You are raising ‘dense’ in the context of CNNs so my guess is that you might be thinking of the densenet architecture. Those are two different things.

A CNN, in the convolutional part, will not have any linear (or in keras parlance - dense) layers. As an input we have 3 channels with RGB images and as we run convolutions we get some number of ‘channels’ or feature maps as a result. Feeding this to a linear layer directly would be impossible (you would need to first change it into a vector by calling view on it in pytorch).

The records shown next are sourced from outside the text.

PR #642, opened 2019-09-26
Add SetLabel, deprecate SetTag

### LINKED ISSUE #572: Add support for numeric/bool label values
Since APM Server 6.7, labels can have numerical or boolean values. See: https://www.elastic.co/guide/en/apm/get-started/7.2/metadata.html. We should add support for these in the agent's API, which currently supports only strings. This can be done in conjunction with  #467.

axw:
Add Context.SetLabel and SpanContext.SetLabel,
which accept interface{} values. The value may
be a nil, string, bool, or numerical type. Any other
type will be sent as a string using fmt.Sprint.

The SetTag methods remain, but marked as being
deprecated, with a notice that they will be removed
in a future major version.

Closes #572

### DIFF
--- a/docs/api.asciidoc
+++ b/docs/api.asciidoc
@@ -63,7 +63,7 @@ further describe the transaction.
 [source,go]
 ----
 transaction.Result = "Success"
-transaction.Context.SetTag("region", "us-east-1")
+transaction.Context.SetLabel("region", "us-east-1")
 ----
 
 See <<context-api>> for more details on setting transaction context.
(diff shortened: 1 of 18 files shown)


docs/api.asciidoc
```diff
@@ -328,15 +328,31 @@ custom context and tags.
...
 ==== `func (*Context) SetTag(key, value string)`
 
-SetTag tags the transaction or error with the given key and value. If the
-key contains any special characters (`.`, `*`, `"`), they will be replaced
-with underscores. Values longer than 1024 characters will be truncated.
-Tags will be indexed in Elasticsearch as keyword fields.
+SetTag is equivalent to calling SetLabel with a string value.
 
-TIP: Before using custom tags, ensure you understand the different types of
+NOTE: This function is deprecated, and will be removed in a future major
```
bmorelli25: Just as an FYI, we do have fun _deprecated_ tags you can use here as well. As an example:
```
deprecated[4.1.x,Tags have been replaced with labels], Please use <<apm-add-labels,`apm.addLabels()`>> instead
```
You can see what this renders as [here](https://www.elastic.co/guide/en/apm/agent/rum-js/4.x/agent-api.html#apm-add-tags).

axw: Thanks, I'll make this change in a follow-up.

bmorelli25: I don't know that you necessarily have to update this, just wanted to show you in case you didn't know about it.

PR #643, opened 2019-09-26
Improve span duration test resilience

axw:


axw:
Failing on Travis when testing against go tip/master: reported https://github.com/golang/go/issues/34552.

PR #645, opened 2019-10-06
Ignore sql.ErrNoRows

vutung2311:
There are some cases that gorm can return sql.ErrNoRows when using with postgres and ON CONFLICT DO NOTHING RETURNING *. I think we can safely ignore this error as we're ignoring gorm.ErrRecordNotFound

Also add second argument of redis command trace to understand more clearly about the trace.

### DIFF
--- a/module/apmgorm/apmgorm_test.go
+++ b/module/apmgorm/apmgorm_test.go
@@ -81,6 +81,7 @@ func testWithContext(t *testing.T, dsnInfo apmsql.DSNInfo, dialect string, args 
 		defer db.Close()
 		db = apmgorm.WithContext(ctx, db)
 
+		db.DropTableIfExists(&Product{})
 		db.AutoMigrate(&Product{})
 		db.Create(&Product{Code: "L1212", Price: 1000})
 
@@ -124,6 +125,7 @@ func TestWithContextNoTransaction(t *testing.T) {
 	defer db.Close()
 	db = apmgorm.WithContext(context.Background(), db)
 
+	db.DropTableIfExists(&Product{})
 	db.AutoMigrate(&Product{})
 	db.Create(&Product{Code: "L1212", Price: 1000})
 
@@ -138,6 +140,7 @@ func TestWithContextNonSampled(t *testing.T) {
 	db, err := apmgorm.Open("sqlite3", ":memory:")
 	require.NoError(t, err)
 	defer db.Close()
+	db.DropTableIfExists(&Product{})
 	db.AutoMigrate(&Product{})
 
 	_, spans, _ := apmtest.WithTransaction(func(ctx context.Context) {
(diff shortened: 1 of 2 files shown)


axw:
@vutung2311 thanks for the PR!

The Gorm change seems reasonable, but can you please add a minimal test that fails before the change?

The Redis change should be made separately, if at all - please remove that from this PR so we can focus on one change at a time. If we do make the Redis change, it should be made across all of the agents - so please open a discussion at https://discuss.elastic.co/c/apm first.

vutung2311:
> @vutung2311 thanks for the PR!
> 
> The Gorm change seems reasonable, but can you please add a minimal test that fails before the change?
> 
> The Redis change should be made separately, if at all - please remove that from this PR so we can focus on one change at a time. If we do make the Redis change, it should be made across all of the agents - so please open a discussion at https://discuss.elastic.co/c/apm first.

Understood. I'm gonna work on it.

vutung2311:
I tried quite a few ways for sqlite3 but making that test to have sql.ErrNoRows was not possible for me. I modified the test to use Postgres. I hope that won't hurt anything.

axw:
> I tried quite a few ways for sqlite3 but making that test to have sql.ErrNoRows was not possible for me. I modified the test to use Postgres. I hope that won't hurt anything.

@vutung2311 thanks for the updates. I'd like to keep running the test against sqlite3, so it can be run without starting up PostgreSQL. How about this?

In some newer CNN architectures they do go without a dense layer by just downsampling using pooling layers until the size is say 7x7 and then using a 7x7 average pool in place of a dense layer. I believe GoogLeNet did something like this.

1 Like

hi ,
Reading the xls by Jeremy I was able to understand till the max pooling , but still cannot get my head around the last part , Dense layer (or fully connected layer - Classic/traditional matrix product) . I understood that we are flattening the previous layer matrix to a 1 D array and feed it to a fully connected layer or dense layer.

  1. So how are we keeping the features intact after flattening ? How the next fully connected layer know the values it receives and what it does to remember, the things previous layers have done ?
  2. To flatten it , how it was done in the xls , which matrix is multiple with which matrix ?
  3. What is the math behind .
  4. The reason of doing it , and how it is helpful .

I understood the last layer softmax and after that one hot encoding . The softmax is not good for multiple label classification in a single picture still we used softmax and then applied one hot encoding , why so ?

After reading the wiki for lesson 1 , i got this link and it explains the above . Why we need a fully connected layer and what it does .

For the second question I think we later switched to Sigmoid function from softmax , for multi label classification

All these links I read to get more understanding

Some points (quite important imho) to underline regarding CNNs:

  • The presence of a fully connected layer at the end of any traditional (i.e. non-fully conv) CNN.
    It serves the purpose of doing the actual classification. Without it, a traditional CNN would be unable to spit out the predicted classes.

  • The dense layers should not be called linear to differentiate them from conv layers, since convolution is a linear operator in itself (and discrete convolution is just matrix product, in particular).

  • When discrete convolution is explained, generally people makes use of filters like the ones used by photoshop (& C.), that is, pre-established filters (small matrices already filled with meaningful numbers) which apply some effects to the image at hand (i.e., make the edges more evident). This makes people think that a NN just applies this kind of filters to extract features like edges, corners, etc. (see for example Roderick’s question).
    In our case, the filters are definitely NOT established. The entire point (and beauty) of a CNN is that those filters are learned during training: if a CNN wants to minimize the loss, it is forced to learn the correct filters (via sgd and backprop). At the beginning of training the filters are initialized with some random distribution (see Xavier init for example).


I have the same question as you have about the “dense layer”, i.e. why initialize with random number and intuitively how does the dense layer help? The video does not explain the dense layer initialize with random number.